**AIM OF THE EXERCISE**
Of all the lines in the records below, copy only those that contain the string "then".

**Records excerpted from a collection**
_____

PR #458, opened 2024-06-28
Adds inputs necessary for reproducing the fake test vectors.

armfazh:
While working on updating the [opaque-ts](https://github.com/cloudflare/opaque-ts/) implementation I found that some extra fields are needed to reproduce the fake test vectors.

In particular, this allows the client to invoke the first part of login, and in the second part, after receiving a fake response from the server,  it should fail.

Support for draft v16: https://github.com/cloudflare/opaque-ts/pull/19


kevinlewi (commented):
Hi @armfazh, sorry for the delays in replying to this. However, I don't think these extra parameters are necessary to add in. The parameters that you added in here --`password`, `client_nonce`, `blind_login` -- these are all used to create a `KE1` message, right? However, these test vectors can be verified because they already contain `KE1` as input, and the resulting `KE2` output is all that is needed to verify that the test vectors match.

Perhaps you are going one step further by ensuring that the client fails correctly. However, this is essentially guaranteed by the protocol itself and out of scope for the test vectors. Perhaps the portion of your code which is doing this check can be separated from the check against the test vectors?

Let me know if this makes sense...

README.md
```diff
@@ -27,7 +27,7 @@ This requires that you have the necessary software installed.  See
 | [opaque](https://github.com/bytemare/opaque/)                                   | Go       | main    | N/A          |
 | [libopaque](https://github.com/stef/libopaque)                                  | C        | main    | N/A          |
 | [ecc](https://github.com/aldenml/ecc)                                           | C        | main    | N/A          |
-| [opaque-ts](https://github.com/cloudflare/opaque-ts)                            | TypeScript | v07   | [voprf-ts](https://github.com/cloudflare/voprf-ts) |
+| [opaque-ts](https://github.com/cloudflare/opaque-ts)                            | TypeScript | main  | [voprf-ts](https://github.com/cloudflare/voprf-ts) |
```
kevinlewi, line 30: Happy to merge this change in, though!

kevinlewi:
@armfazh, closing this but feel free to reopen if you think it needs to be addressed

Issue #469, opened 2024-11-13
CleartextCredentials serialization is unspecified


iaik-jheher:
CleartextCredentials is specified as:
```
struct {
  uint8 server_public_key[Npk];
  uint8 server_identity<1..2^16-1>;
  uint8 client_identity<1..2^16-1>;
} CleartextCredentials;
```

An instance of `CleartextCredentials` is then concatenated with the envelope nonce to generate the `auth_tag`:
```
auth_tag =
    MAC(auth_key, concat(envelope_nonce, cleartext_credentials))
```

However, the document does not specify anywhere how to serialize a `CleartextCredentials` structure to bytes. As opposed to every other structure in the document, which has fixed field lengths (and can simply be serialized by concatenating the fields), `CleartextCredentials` has two fields with dynamic lengths. It is not immediately obvious how it should be serialized.

I was able to make an educated guess (based on the length constraint) that `CleartextCredentials` should be serialized as:
```
concat(
    server_public_key,
    I2OSP(len(server_identity), 2), server_identity,
    I2OSP(len(client_identity), 2), client_identity)
```

Which also then matches the provided test vectors. Nevertheless, this should be specified in the document.

kevinlewi:
@iaik-jheher Thank you for pointing this out! This has been addressed in #471 , please take a look and let me know if this looks good.

kevinlewi:
Closed by #471

PR #471, opened 2024-11-19
Adding missing encodings for CleartextCredentials and CustomLabel

kevinlewi:
Addresses #469

### DIFF
--- a/draft-irtf-cfrg-opaque.md
+++ b/draft-irtf-cfrg-opaque.md
@@ -697,7 +697,14 @@ def Store(randomized_password, server_public_key,
     CreateCleartextCredentials(server_public_key, client_public_key,
                                server_identity, client_identity)
   auth_tag =
-    MAC(auth_key, concat(envelope_nonce, cleartext_credentials))
+    MAC(auth_key, concat(
+      envelope_nonce,
+      server_public_key,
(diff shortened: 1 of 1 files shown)


draft-irtf-cfrg-opaque.md
```diff
@@ -1586,7 +1593,7 @@ Expand-Label(Secret, Label, Context, Length) =
     Expand(Secret, CustomLabel, Length)
 ~~~
 
-Where CustomLabel is specified as:
+Where CustomLabel is specified and encoded (following Section 3.4 of {{?RFC8446}}) as:
```
iaik-jheher, line 1596: A reference to RFC8446 might potentially be overkill here.

You might also specify `CustomLabel` as the concatenation of `I2OSP(Length, 2)`, `I2OSP(len("OPAQUE-" + Label), 2)`, `"OPAQUE-"`, `Label`, `I2OSP(len(Context))`, and `Context`. This would also match how `Preamble` is specified in 6.4.2.1.

kevinlewi: Thanks! I contemplated doing it this way, but ultimately decided that referencing the section in RFC8446 was a more concise way to describe the concatenation. Hope that this is still clear enough.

_____

**TASK RESPONSE**
An instance of `CleartextCredentials` is then concatenated with the envelope nonce to generate the `auth_tag`:
Which also then matches the provided test vectors. Nevertheless, this should be specified in the document.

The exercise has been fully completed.